Unauthenticated IR-Exclusions
An unauthenticated user can obtain IR-exclusions by sending a request to the registration endpoint. These are not detection or prevention exclusions, but rather files and folders excluded from automated or manual IR actions. The organization ID required for this request can be read by any user from the registry.
General Agent Configuration
An unauthenticated request to https://[location-specific-host]/edr/commands/cnc returns an 8MB file of configuration data. While the data does not appear to be tenant-specific, it could provide useful information about detection rules and exclusions. It is unclear how exactly this data is used by the agent, but it contains various configurations:
This includes configurations such as RegistryMonitoringConfiguration, DriverReadWriteAccessProcessList, DriverReadOnlyOpenProcessList, ASR-data, and other information that could be valuable to an attacker.
NOTEDepending on the
cncBitmask, it returns different data
Enumeration done by DFE (InvestigationPackage)
If an investigation was previously triggered on a compromised host, the resulting data package might still be available on the filesystem, and it is readable by any user: 
It contains various types of information that are valuable for an attacke (e.g. Autoruns, installed programs, network connections, …) : 
Conclusion
These findings were straightforward to identify once the web traffic was intercepted.

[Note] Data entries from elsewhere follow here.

PR #83, opened 2021-06-28
Update _ruleset_functions.md

xingcx:
A few notes/questions I have:
**get_zone_conditioning_category**
1. It seems that the criteria for indirectly conditioned spaces is based on heated/cooled space vs outdoor/uncondiioned/semiheated spaces. So other indirectly conditioned spaces are not part of the consideration in the function right now. 

> indirectly conditioned space: an enclosed space within a building that is not a heated space or a cooled space, which is heated or cooled indirectly by being connected to adjacent spaces, provided: 
1.the product of the U-factors and surface areas of the space adjacent to connected spaces exceeds the combined sum of the product of the U-factors and surface areas of the space adjoining the outdoors, unconditioned spaces, and to or from semiheated spaces (e.g., corridors)

2. For the second type of indirectly conditioned spaces, i.e. transfer air from heated or cooled space > 3ACH, will the baseline have transfer air? If not, maybe we do not need to manually check this?

**get_surface_conditioning_category**
1. Can we keep the residential/non-residential determination in the actual RDS instead of putting it in the function? To have it in the function, we would need to check the actual envelope construction table (Table G3.4) and differentiate surface type (wall, ceiling, floor) if we want to raise warning when the residential construction is different from the non-res construction. And we also need to check subsurface, as sometimes the surface has same construction but the subsurface doesn't. This seems to make the function distracted. 

2. I'm still not clear if zone.surfaces only returns surfaces surrounding a zone (as is noted in the schema) or returns all surfaces that defines all spaces in the zone. If the former, and in cases where the zone has both res and non-res spaces and the residential and non-res baseline constructions are different, how can we do manual check (and do we need to raise warning)? It seems there's no indicator of whether the surface belongs to the residential or non-residential space.

### DIFF
--- a/docs/_ruleset_functions.md
+++ b/docs/_ruleset_functions.md
@@ -1,33 +1,135 @@
 ## get_zone_conditioning_category
-Description:  Determine the Space Conditioning Category for each zone.  This function would cycle through each space in an RMR and categorize it as ‘conditioned’, semi-heated’ or ‘unconditioned’.  If ‘conditioned’ it will also categorize the space as ‘residential’ or ‘non-residential’.  
+Description: Determine the Zone Conditioning Category for each zone. This function would cycle through each zone in an RMR and categorize it as ‘conditioned’, 'semi-heated’ or ‘unconditioned’.  
 
-Inputs:  
-- **Zone**: A Zone data element from the RMR.  
+Inputs:
+  - **RMR**: The RMR that needs to determine zone conditioning category.  
 
-Returns:  
-- **zone_conditioning_category**: The Zone Conditioning Category [conditioned, semi-heated, unconditioned].
+Returns:
+- **zone_conditioning_category**: The Zone Conditioning Category [conditioned, semi-heated, unconditioned].  
 
-Logic: [FILL IN LOGIC HERE]   
+
+Logic:  
+
+- Get building climate zone: ```climate_zone = RMR.weather.climate_zone```  
+
+  - Get heated space criteria: ```system_min_heating_output = data_lookup(table_3_2,climate_zone)```  
+
+- For each building segment in the RMR: ```for building_segment in RMR.building.building_segments:```  
+
+  - To determine zone conditioning category for zones served by an HVAC system, for each HVAC system in building segment: ```for hvac_system in building_segment.heating_ventilation_air_conditioning_systems:```  
+
+    - Check if the system meets the criteria for serving directly conditioned (heated or cooled) zones, save all zones served by the system as directly conditioned: ```if ( hvac_system.simulation_result_sensible_cool_capacity >= 3.4 ) OR ( hvac_system.simulation_result_heat_capacity >= system_min_heating_output ):  for zone in hvac_system.zones_served: zone_conditioning_category_dict[zone.id] = "DIRECTLY-CONDITIONED"```  
+
+    - Else check if the system meets the criteria for serving semi-heated zones, save all zones served by the system as semi-heated: ```else if hvac_system.simulation_result_heat_capacity >= 3.4: for zone in hvac_system.zones_served: zone_conditioning_category_dict[zone.id] = "SEMI-HEATED"```  
+
+    - Else, save all zones served by the system as unconditioned: ```else: for zone in hvac_system.zones_served: zone_conditioning_category_dict[zone.id] = "UNCONDITIONED"```  
+
+  - To determine zone conditioning category for zones not served by any HVAC system, for each thermal block in building segment: ```for thermal_block in building_segment.thermal_blocks:```  
+
+    - For each zone in thermal block: ```for zone in thermal_block.zones:```  
+
+      - If zone has not been classified: ```if zone.id not in zone_conditioning_category_dict:```  
+
+        - For each surface in zone: ```for surface in zone.surfaces:```  
+
+          - Check if surface is interior: ```if surface.adjacent_to == "INTERIOR":```  
+
+            - If the adjacent zone is directly conditioned (heated or cooled), add the product of the U-factor and surface area to the directly conditioned type: ```if zone_conditioning_category_dict[surface.adjacent_zone_id] == "DIRECTLY-CONDITIONED": directly_conditioned_product_sum += sum( ( fenestration.glazed_area + fenestration.opaque_area ) * fenestration.u_factor for fenestration in surface.fenestration_subsurfaces ) + ( surface.area - sum( ( fenestration.glazed_area + fenestration.opaque_area ) for fenestration in surface.fenestration_subsurfaces ) * surface.construction.u_factor```  
+
+            - Else, add the product of the U-factor and surface area to the other type (outdoor, semi-heated or unconditioned): ```else: other_product_sum += sum( ( fenestration.glazed_area + fenestration.opaque_area ) * fenestration.u_factor for fenestration in surface.fenestration_subsurfaces ) + ( surface.area - sum( ( fenestration.glazed_area + fenestration.opaque_area ) for fenestration in surface.fenestration_subsurfaces ) * surface.construction.u_factor```  
+
+          - Else check if surface is exterior, add the product of the U-factor and surface area to the other type (outdoor, semi-heated or unconditioned): ```else if surface.adjacent_to == "EXTERIOR": other_product_sum += sum( ( fenestration.glazed_area + fenestration.opaque_area ) * fenestration.u_factor for fenestration in surface.fenestration_subsurfaces ) + ( surface.area - sum( ( fenestration.glazed_area + fenestration.opaque_area ) for fenestration in surface.fenestration_subsurfaces ) * surface.construction.u_factor```  
+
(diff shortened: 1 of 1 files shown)


mcneillj:
Is the intent to have zone_conditioning_category be evaluated for an entire RMR or just return the value for a specific zone?

xingcx:
> @xingcx Is the intent to have zone_conditioning_category be evaluated for an entire RMR or just return the value for a specific zone?

@mcneillj The original input template for this function is to return the value for a specific zone. But my thought is it's more efficient and convenient to evaluate the entire RMR and return a dictionary instead of for a specific zone, for the following reasons:
1. We will need to pass the entire RMR to the function either way, as we need the climate zone, hvac system info, and conditioning category for some/all other zones (in some cases) to determine the conditioning category for a specific zone. 
2. We will only need to run the function once each RDS to get the information we need.

mkarpman:
@mcneillj <https://github.com/mcneillj> I agree



*From:* xingcx ***@***.***>
*Sent:* Wednesday, June 30, 2021 4:37 PM
*To:* pnnl/ruleset-checking-tool ***@***.***>
*Cc:* mkarpman ***@***.***>; Review requested <
***@***.***>
*Subject:* Re: [pnnl/ruleset-checking-tool] Update _ruleset_functions.md
(#83)



@xingcx <https://github.com/xingcx> Is the intent to have
zone_conditioning_category be evaluated for an entire RMR or just return
the value for a specific zone?

@mcneillj <https://github.com/mcneillj> The original input template for
this function is to return the value for a specific zone. But my thought is
it's more efficient and convenient to evaluate the entire RMR and return a
dictionary instead of for a specific zone, for the following reasons:

   1. We will need to pass the entire RMR to the function either way, as we
   need the climate zone, hvac system info, and conditioning category for
   some/all other zones (in some cases) to determine the conditioning category
   for a specific zone.
   2. We will only need to run the function once each RDS to get the
   information we need.

—
You are receiving this because your review was requested.
Reply to this email directly, view it on GitHub
<https://github.com/pnnl/ruleset-checking-tool/pull/83#issuecomment-871710710>,
or unsubscribe

mcneillj:
> > @xingcx Is the intent to have zone_conditioning_category be evaluated for an entire RMR or just return the value for a specific zone?
> 
> @mcneillj The original input template for this function is to return the value for a specific zone. But my thought is it's more efficient and convenient to evaluate the entire RMR and return a dictionary instead of for a specific zone, for the following reasons:
> 
> 1. We will need to pass the entire RMR to the function either way, as we need the climate zone, hvac system info, and conditioning category for some/all other zones (in some cases) to determine the conditioning category for a specific zone.
> 2. We will only need to run the function once each RDS to get the information we need.

That's fine.  As this is just pseduo-code we really just need the representation of the general logic.  The level of detail of coding efficinecy will get sorted out during the Rule Definition coding process.  I just want to be clear for referencing the function in the RDS, so there isn't confusion.

docs/_ruleset_functions.md
```diff
@@ -1,33 +1,270 @@
...
+  - For each thermal_block in building segment: `for thermal_block in building_segment.thermal_blocks:`
+
+    - For each zone in thermal block: `zone in thermal_block.zones:`
+
+      - Check if zone is conditioned or semi-heated: `if zcc_dictionary[zone.id] in [CONDITIONED RESIDENTIAL, CONDITIONED NON-RESIDENTIAL, CONDITIONED MIXED, SEMI-HEATED]`
+
+        - For each surface in zone: `for surface in zone.surfaces:`
+
+          - If surface is above-grade wall and adjacent to the exterior: `if ((get_opaque_surface_type(surface) == "ABOVE-GRADE WALL") AND (surface.adjacent_to == "EXTERIOR")):`  
+
```
mkarpman, line 255: We have pending interpretation request about this. Based on discussions of the ECB subcommittee, it seems likely that we need to drop "adjacent_to=exterior condition". 
So for this function we'll need to get_surface_conditioning_category, and for all surfaces that are exterior res, exterior non res, exterior mixed and semi-exterior, and include all surfaces that have get_opaque_surface_type=wall.

docs/_ruleset_functions.md
```diff
@@ -1,33 +1,270 @@
...
+            - For each subsurface in surface: `for subsurface in surface.subsurfaces:`  
+
+              - If the glazed vision area is less than 50% of the total area, add glazed vision area to building segment total fenestration area: `if ( subsurface.glazed_area < ( subsurface.glazed_area + subsurface.opaque_area ) * 50% ): total_fenestration_area += subsurface.glazed_area`  
+
```
mkarpman, line 259: From 90.1 Section 3: door where one-half or less of the door area is glazed is considered an opaque door. 

So I think the logic should be to calculate (subsurface.glazed_area + subsurface.opaque_area) for all subsurfaces that have qualified parent surfaces (i.e., exterior or semi-exterior walls) AND (have subsurface.classification != "door" OR (subsurface.classification=door AND (subsurface.glazes_area=>0.5*(subsurface.glazed_area + subsurface.opaque_area))

mkarpman (changes requested):

docs/_ruleset_functions.md
```diff
@@ -1,33 +1,270 @@
...
-Inputs:  
-- **ADD_HERE**: Description of inputs.  
+          - Add to envelope total above-grade wall area: `total_envelope_wall_area += surface.area`
 
-Returns:  
-- **ADD_HERE**: Description of output.  
+- Calculate WWR of the building segment: `window_wall_ratio = total_fenestration_area / total_envelope_wall_area`
 
-Logic: [FILL IN LOGIC HERE]   
+**Returns** ```return window_wall_ratio```
```
mkarpman, line 270: I would suggest having a dedicated # for each function so that they can be individually approved.

docs/_ruleset_functions.md
xingcx: I was referencing G3.1-5(c) vertical fenestration...separates conditioned or semi-heated space from exterior. But in the current get_surface_conditioning_category, if a surface is semi-exterior, it could be between conditioned and unconditioned spaces, which is not exterior. And if a surface is exterior res or exterior non res, it could be between conditioned and unenclosed spaces.

docs/_ruleset_functions.md
```diff
@@ -1,33 +1,270 @@
...
+
+Returns:
+- **window_wall_ratio**: The window wall ratio of the building segment.  
+
+Function Call:
+
+- get_zone_conditioning_category()
+- get_surface_conditioning_category()
+- get_opaque_surface_type()
+
```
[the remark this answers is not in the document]
xingcx: get_zone_conditioning_category() is referenced on Line 250.

docs/_ruleset_functions.md
mkarpman: I submitted interpretation request to ASHRAE about this, and based on ECB subcommittee discussions it is all but certain that the interpretation will say that both exterior and semi-exterior surfaces in your example above count as adjacent to exterior because the unconditioned or unenclosed spaces are themselves pathway to exterior.

docs/_ruleset_functions.md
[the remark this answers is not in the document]
mkarpman: I might well be missing something, but I am not sure we need it there either because it's called from within get_surface_conditioning_category. So in WWR function we need to (1) call get_surface_conditioning_category to find all semi-heated and exterior surfaces, and then (2) call get_opaque_surface_type to identify all such surfaces that are walls.

docs/_ruleset_functions.md
```diff
@@ -1,33 +1,270 @@
...
+Logic:
+
+- Get zone conditioning category dictionary for RMR: `zcc_dictionary = get_zone_conditioning_category(RMR)`
+
```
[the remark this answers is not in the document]
supriyagoel: @xingcx and @mkarpman I find it easier to understand if it is explicitly mentioned. Though I'm ok if we feel it needs to be removed.

docs/_ruleset_functions.md
supriyagoel: @mkarpman Its been a while since we've discussed this. We have two WWR calculations, one for determining baseline U/SHGC- so this needs to be a single value for the entire building and one for determining the actual baseline WWR (this needs to be by building segment). Here I see we're doing the WWR calculation by building segment, so this is for purpose #2  correct?

docs/_ruleset_functions.md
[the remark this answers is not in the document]
mkarpman: I am good either way.

supriyagoel:
@xingcx would it make sense to have separate MD documents for each function? This document is now getting quite long.

docs/_ruleset_functions.md
mkarpman: Correct. The interpretation request that I submitted asks for clarification on both WWR calculations. #2 above has been discussed by the subcommittee, but we haven't talked about #1 yet.

xingcx: Surface.adjacent_to is now replaced with get_surface_conditioning_category outputs. @mkarpman

mcneillj:
Archive. Ruleset functions moved to individual files and PRs.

This demonstrates that simple vulnerabilities can remain undiscovered for years in components that are difficult to analyze.
I disagree with MSRC’s assessment that these findings do not warrant remediation. The ability for an unauthenticated attacker to impede the incident response process post-breach should be addressed. Furthermore, the risk of security analysts being targeted with malicious files via investigation packages is significant. The agent uses three different types of authentication tokens, yet all of them are either ignored by the backend or obtainable without any real authentication.